Weil es unmöglich ist beim durchzurollen aller Kommentare das nicht zu lesen, es muss einen ja nicht gefallen, aber dann halte ich mich von solchen dingen fern und gebe keine dummen Kommentare ab die anderen das mies machen.

Der Trailer ist für die Leute die Freude an Star Wars haben und wen ich es schon vor Jahren die Freude daran verloren habe und mich dann so darüber auslasse, um es anderen zu verderben, ist das nur eine Charakterschwäche mehr nicht.

Charakterstark wäre sich davon fernzuhalten und gar nichts zu äußern und sich ggf. was anderes suchen.


----------



## MiezeMatze (28. August 2019)

Doppelt schlimm ist ...Disney kann ja schöne Geschichten erzählen.
Von Klassikern wie Berhanrd und Bianka über in einem Land vor unserer Zeit & König der Löwen bis zu heutigen Titeln...
Wie man dann Star Wars so dermaßen verkacken kann ist mir ein absolutes Rätsel...

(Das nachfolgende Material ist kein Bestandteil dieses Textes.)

Issue #503, opened 2021-07-31
Unhandled timer fired commands during workflow cancelations can cause SDK to issue cancel cmd for already-resolved timer


Sushisource:
## Expected Behavior
We should never send a timer cancel command for a timer that has already fired

## Actual Behavior
We do :(

## Steps to Reproduce the Problem
Repro history in associated PR

PR #504, opened 2021-07-31
Problems with workflow cancel & command resolutions in same WFT

Sushisource:
This PR fixes the specific case of https://github.com/temporalio/sdk-go/issues/503

But, it is not truly correct in all cases since it has to fiddle with event numbering in the classic go sdk fashion and that is gonna be error prone until we do away with it entirely.

Probably the best real way to fix this would be to buffer all cancel commands that would be issued as a result of workflow cancellation, and only *actually* add them if they aren't also resolved by the same workflow task. But that's also ~probably~ a breaking change in terms of not being consistent with the way workers without that change would generate histories.

Even better would be to eliminate ID counting entirely by porting Go to live on top of Core when it's ready

### DIFF
--- a/internal/internal_decision_state_machine.go
+++ b/internal/internal_decision_state_machine.go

Und lieber Asuramaru... selbst Mark Hamill (Luke Skywalker) findet das neue Starwars ********(siehe Youtube Interviews)... also was willst du eigentlich - es ist halt so. PUNKT?!

Leute die einen gewissen Anspruch an Storytelling haben verstehen das...Nur weil es FantasySci-Fi ist muss die Storyline NICHt völlig Banane, sinnlos, schlecht und gehirnaputiert sein...


----------



## Gamer090 (28. August 2019)

MiezeMatze schrieb:


> Doppelt schlimm ist ...Disney kann ja schöne Geschichten erzählen.
> Von Klassikern wie Berhanrd und Bianka über in einem Land vor unserer Zeit & König der Löwen bis zu heutigen Titeln...
> Wie man dann Star Wars so dermaßen verkacken kann ist mir ein absolutes Rätsel...
> 
> ...



Muss dir Recht geben, Disney hat wirklich viele gute Filme gemacht aber ich vermute das Star Wars sie überfordert, weil es Filme sind die eher an Erwachsene gerichtet sind. Die Story von König der Löwen ist eigentlich sehr kurz und beinhaltet kaum Characktere. Aber Star Wars hat locker ein Dutzend Characktere pro Film die glaubwürdig rüber kommen müssen, bei den Disneyfilmen ist das ganze einfacher gestrickt.


----------



## Bongripper666 (29. August 2019)

Die Star Wars Filmreihe hat sich für mich spätestens seit dem letzten Film erledigt. 1-6 kann man immer wieder schauen, den Rest spare ich mir.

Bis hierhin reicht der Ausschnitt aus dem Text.